Ah okay, thanks for the pointer. If Mollie aquired eCurring.com, they'll probably have their features in their product at some point, I guess?
Biggest downside about Mollie seems so far that I'd need to ask all of my customers to enter their credit card data again - not the best thing to do in terms of retention etc. I think some of them might bounce. On the other hand, I don't have a lot to loose..
I wouldn't worry too much about it. These things take time, and the wind can change.
It will hit Stripe long before it hits you, and I'm confident Stripe will have found a way to make sure they don't lose European businesses.
And if Stripe doesn't, you can be sure the EU alternatives will fight to make sure switching is bliss (ok, easier, at the minimum).
Yeah probably. I'll definitely keep an eye on this...
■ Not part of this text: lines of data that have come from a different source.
PR #1393, opened 2026-06-03
accel/amdxdna: drop running-kernel LLVM probe from DKMS Makefile

### LINKED ISSUE #1377: amdxdna DKMS Makefile detects the kernel compiler from the running kernel, not the build target — spurious LLVM=1 breaks builds for GCC kernels
### Summary

`src/driver/amdxdna/Makefile` decides whether to pass `LLVM=1` by inspecting the **currently running** kernel rather than the kernel being **built against**. On a host that boots a Clang/LLVM-built kernel but also has a GCC-built kernel installed, a DKMS autoinstall for the GCC kernel is wrongly given `LLVM=1`. Clang is then handed GCC-only flags baked into the target kernel's build config and the module fails to compile.

### Environment

- Primary/running kernel: locally built with Clang + LTO (`CONFIG_CC_IS_CLANG=y`), built without `CONFIG_IKCONFIG_PROC`, so **`/proc/config.gz` does not exist**.
- Also installed: a stock distro kernel built with GCC (`CONFIG_CC_IS_GCC=y`).
- `xrt-amdxdna` 2.23.0 via DKMS; the GCC kernel's package `postinst` runs `dkms autoinstall` for it.

### Root cause

Two interacting issues in `src/driver/amdxdna/Makefile`:

**1. `KERNEL_VER` ignores DKMS's `$kernelver` (line 6):**
```make
KERNEL_VER ?= $(shell uname -r)
```
DKMS exports `kernelver` for the *target* kernel, but the Makefile falls straight back to `uname -r` (the running kernel). The sibling `configure_kernel.sh` already does this correctly (see #1137):
```sh
KERNEL_VER="${KERNEL_VER:-${kernelver:-$(uname -r)}}"
```
The Makefile never received the same precedence fix.

**2. The `USE_LLVM` probe reads the running kernel (lines 40-45):**
```make
USE_LLVM ?= $(shell \
    if [ -e /proc/config.gz ]; then \
        zgrep -q "CONFIG_CC_IS_CLANG=y" /proc/config.gz 2>/dev/null && echo -n "LLVM=1"; \
    elif [ -e /boot/config-$(KERNEL_VER) ]; then \
        grep -q "CONFIG_CC_IS_CLANG=y" /boot/config-$(KERNEL_VER) 2>/dev/null && echo -n "LLVM=1"; \
    fi)
```
`/proc/config.gz` *always* describes the running kernel, never the build target — so the first branch is wrong by construction whenever you build for a kernel other than the one you booted. The `elif` would be correct only if `KERNEL_VER` were the target, which issue 1 prevents.

### Reproduction

1. Boot a Clang-built kernel (so the running kernel reports `CONFIG_CC_IS_CLANG=y`).
2. Have a GCC-built kernel's headers installed.
3. Trigger a DKMS build of amdxdna for the **GCC** kernel (e.g. `dkms autoinstall -k <gcc-kernel>`, or a kernel package upgrade).

The build invokes `... LLVM=1 modules` against the GCC kernel and fails:
```
warning: the compiler differs from the one used to build the kernel
  The kernel was built by: x86_64-linux-gnu-gcc 15.2.0
  You are using:           clang version 21.1.8
clang: error: unknown argument: '-mpreferred-stack-boundary=3'
clang: error: unknown argument: '-mindirect-branch=thunk-extern'
clang: error: unknown argument: '-fmin-function-alignment=16'
clang: error: unknown argument: '-fconserve-stack'
clang: error: unsupported argument 'bounds-strict' to option '-fsanitize='
clang: error: unsupported option '-mrecord-mcount' for target 'x86_64-unknown-linux-gnu'
```
These are all GCC flags from the target kernel's Kbuild config; Clang rejects them. Under DKMS this makes the kernel package's `postinst` exit non-zero, leaving kernel meta-packages unconfigured.

### Suggested direction

Detect the compiler from the **target** kernel, tied to `KERNEL_SRC`:

- Give `KERNEL_VER` the same precedence as `configure_kernel.sh`: prefer `$(kernelver)`, then `uname -r`.
- In the probe, drop the `/proc/config.gz` branch (it's the running kernel) and read the target's config. The most robust source, since it's bound directly to `KERNEL_SRC`, is the target build tree itself:
```make
USE_LLVM ?= $(shell grep -q "CONFIG_CC_IS_CLANG=y" $(KERNEL_SRC)/include/config/auto.conf 2>/dev/null && echo -n "LLVM=1")
```
(falling back to `/boot/config-$(KERNEL_VER)` if `auto.conf` isn't present).

**Verified locally** — applying exactly this change (target-aware `KERNEL_VER` plus the `auto.conf`-based probe) builds cleanly for the GCC target, signs and installs the module, and resolves the cascading dpkg failure.

Happy to send a PR if that direction looks right.

FIM43-Redeye:
Fixes #1377.

The `USE_LLVM` probe in `drivers/accel/amdxdna/Makefile` detected the compiler from the **running** kernel (`/proc/config.gz`, else `/boot/config-$(uname -r)`), not the **build target**. On a host booted on a clang-built kernel that builds the module for a gcc target (e.g. a DKMS autoinstall during a distro kernel upgrade), the probe forced `LLVM=1` onto the gcc build and clang rejected the kernel's gcc-only flags.

The probe is also redundant: DKMS appends `LLVM=1` to its `make` invocation when the *target* kernel is clang-built, and that command-line variable propagates to the inner kernel build via `MAKEFLAGS`. This drops the probe and the two `$(USE_LLVM)` tokens, letting the standard `LLVM=` kbuild variable flow through. Manual builds against a clang kernel pass `LLVM=1` by hand, per the usual out-of-tree convention.

Per @maxzhen's note on the issue, this targets the active `drivers/accel/amdxdna/Makefile`; the obsolete `src/driver` copy is left untouched.

### Testing
Real builds on the reporter's configuration — clang-booted host, no `/proc/config.gz`, both clang and gcc target kernels installed (gcc 15.2.0 / clang 21.1.8):

| Case | Result |
|---|---|
| gcc target, no `LLVM=1` (as DKMS does) | builds with gcc, produces `amdxdna.ko` |
| clang target, `LLVM=1` (as DKMS adds) | builds with clang |
| gcc target + spurious `LLVM=1` (old probe's behavior) | reproduces the report's exact failure (`-mpreferred-stack-boundary=3`, `-fconserve-stack`, `-mrecord-mcount`, …) |

### DIFF
--- a/drivers/accel/amdxdna/Makefile
+++ b/drivers/accel/amdxdna/Makefile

Note that Adyen nowadays only works with big players mostly, if you have under $5k MRR I don't think they will even talk to you.
Yeah that might very well be - my MRR isn't that much. But it would make sense, given their marketing and positioning.
Hi, @kolaente when building Wide Angle Analytics (https://wideangle.co) I was considering Adyen. Mostly because it is an EU business. AFAIK they support recurring payments. Have different levels of Payment Processes (pop-up, inline, API) so you can do all the things you would normally do with Stripe. And their support for SEPA payments is very attractive in Europe.
Eventually, I went with Paddle. It is not perfect, and they do use Google Analytics so it is about to be seen how that evolves.
But the advantage of Paddle, compared to Stripe AND Adyen is handling of Sales Tax.
To summarize:
I almost used Paddle for my upcoming project but decided against it in the end and went with Stripe... perhaps it's laziness, but I know the Stripe API and docs are top quality and it just felt like a safer bet.
I've looked at paddle as well but I don't really like the fact that you're not selling your product anymore if you use them. That's more of a gut thing, but it doesn't feel good to me.
@kolaente This is something you don't really have to worry about as a business on Stripe. We're closely watching the developments here and are partnering with regulators. (You can read exactly how we're dealing with this at https://stripe.com/privacy-center/legal#international-data-transfers.) In the meantime, could you add me to your email thread with Stripe support? Sorry you've been kept waiting for that long. [email protected]
Thanks for link and the offer to chime in on the support thread. I just got an answer (yesterday, actually) from the support, see my updated post for their answer and my comment about it.
I’ve used Adyen long long time ago when they were still a small company. Back then their service was great and friendly; though when I wanted to use their services recently it was a very bad and unfriendly experience.
I wanted to use Adyen for a small business and they basically told me to look for another provider. Of course this is just one experience.
I’ve used Mollie in the past as well and they are great! Good documentation, good default tenplates, etc. I would go for Mollie unless there are reasons not to.
I hope this helps a bit, but keep in mind that it was just a one time thing.
Interesting. My experience with adyen has been pretty much positive so far, we have a customer in my day job using it and they are satisfied with it (though they have an e-commerce business, not a SaaS).
It seems like adyen puts a focus on bigger businesses than Stripe has, maybe that explains your experience?
Yes that could have been the reason indeed.